Have you noticed children with dyslexia tend to leave things unfinished? Is it carelessness? Possibly, but it’s probably dyslexia. It’s important to identify the real cause, because if they don’t learn to finish things there’s little hope for success in the workplace.

I have you some given clear examples of how ‘slow processing’ is not about your ‘engine’ but the effect of ‘gears’. We saw the extra steps people with dyslexia need to comprehend, take notes and explain things.

Have I helped you see how studying is a very manual process for dyslexics? How it’s unrealistic to tell a child with dyslexia “go finish your work” if they don’t have a system and training to do it?

The three key things children need to transition the gears are Bulletpoints, Mind mapping and a story structure. Which is why we talk about Bulletmap Stories in our online study skills club for dyslexic students.

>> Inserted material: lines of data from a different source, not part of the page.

PR #1076, opened 2026-06-16
Document that omit_defaults ignores custom default_factory

### LINKED ISSUE #645: Allow `omit_defaults` to exclude fields when encoded value is `{}` (empty dict)
### Description

The following code:

```python
import msgspec as ms


class Sub(ms.Struct, omit_defaults=True):
    f1: str = ""
    f2: int = 0


class Struct(ms.Struct, omit_defaults=True, tag=True):
    f1: int = 1
    sub: Sub = ms.field(default_factory=Sub)


print(ms.yaml.encode(Struct()).decode())
print(ms.json.encode(Struct()).decode())

y = """
type: Struct

"""
j = '{"type":"Struct"}'

print()
print(ms.yaml.decode(y, type=Struct))
print(ms.json.decode(j, type=Struct))

```

Will output:

```python
type: Struct
sub: {}

{"type":"Struct","sub":{}}

Struct(f1=1, sub=Sub(f1='', f2=0))
Struct(f1=1, sub=Sub(f1='', f2=0))
```

Although it is clear [why](https://jcristharif.com/msgspec/structs.html#omitting-default-values) the empty dict is being encoded, it is still desirable to avoid that, given that decoding absent fields does not cause any errors when the empty constructor (i.e. empty dict) is producing the expected default.

It would seem that recursive check with `matches_default` on subclasses of `msgspec.Struct` might do the job, but this would probably mean some hit on perfomance (?).

Perhaps there is a way to check the resulting `'{}'` value and omit it instead?

Thank you for considering this.

### LINKED ISSUE #1032: Default not omitted with custom default factory
### Description

In my project, I have structs that contains list fields. I would like to omit these fields when the list is empty to reduce the size of the saved files.

When using the `list` constructor as the default factory or a default empty list, it works fine. However, the former conflicts with the type linter, and I want to avoid the latter (shared across all instances).

When I use a custom factory function, the field always appear in the output.

It may be the correct behavior, but I did not find any mention of this in the docs.

### Reproduction

I ran this using Python 3.14 and msgspec 0.21.1.

```py

import msgspec


class Fruit(msgspec.Struct):
    name: str = msgspec.field(name="name")


def fruits_factory() -> list[Fruit]:
    return []


class Basket(msgspec.Struct, omit_defaults=True):
    size: int = msgspec.field(name="size")
    material: str = msgspec.field(name="material", default="wicker")
    fruits: list[Fruit] = msgspec.field(name="fruits", default_factory=fruits_factory)


class BasketWithListConstructor(msgspec.Struct, omit_defaults=True):
    size: int = msgspec.field(name="size")
    material: str = msgspec.field(name="material", default="wicker")
    fruits: list[Fruit] = msgspec.field(name="fruits", default_factory=list)  # Type error because list is untyped


class BasketWithDefaultValue(msgspec.Struct, omit_defaults=True):
    size: int = msgspec.field(name="size")
    material: str = msgspec.field(name="material", default="wicker")
    fruits: list[Fruit] = msgspec.field(name="fruits", default=[])  # Shared mutable default value, should be avoided


if __name__ == "__main__":
    basket = Basket(size=5)

    print(msgspec.json.encode(basket))
    # Expected output: b'{"size":5}'
    # Actual output: b'{"size":5,"fruits":[]}'

    basket_with_list_constructor = BasketWithListConstructor(size=5)
    print(msgspec.json.encode(basket_with_list_constructor))
    # Output: b'{"size":5}'

    basket_with_default_value = BasketWithDefaultValue(size=5)
    print(msgspec.json.encode(basket_with_default_value))
    # Output: b'{"size":5}'

    print(f"Using msgspec {msgspec.__version__}")
```

Siyet:
`omit_defaults` only recognizes empty-collection defaults when the default is given by value or via a builtin collection constructor (`list`/`dict`/`set`/`tuple`/`frozenset`). A custom `default_factory` (a user function, `lambda`, or a `Struct`/`dataclass`/`attrs` type) is never called during detection, so its field is always encoded, even when the produced value is empty.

We use underlining to create bullet points in our textbook or beside our map. We then transfer the key words into a map. We use a branching structure that follows a story star. The net result is that on one peice of paper a person with dyslexia can go through the gears of reading, comprehending, notetaking and explaining. They have captured, filtered, focussed and explained.

A Final Note and Invitation

I wrote this blog to help parents of our online dyslexia study skills club understand how and why we do things in our training.

If you are inspired by this I’ll make a prediction. You’ll probably rush off and start dabble with many techniques I’ve shared and try to help your child study.

You’ll try random graphic organizers, youtube videos and apps. We all do. It’s a very frustrating approach for manual thinkers because it’s so random.

Therefore, I’d suggest that it’s crucial to get through this stage quickly before you waste too much of your child’s goodwill.

The solution is to find a reliable visual system to do the job. There are different visual study methods available. Obviously I think our BulletMap™ System is the world’s best for the job because it’s designed by dyslexics for dyslexics. But, whatever approach you take it’s important is to choose a visual technique, stick to it and master it.

With a visual study technique they’ll get work finished. They’ll finish High School and become lifelong learners and finishers! Then you will start to see their dyslexic advantages appreciated.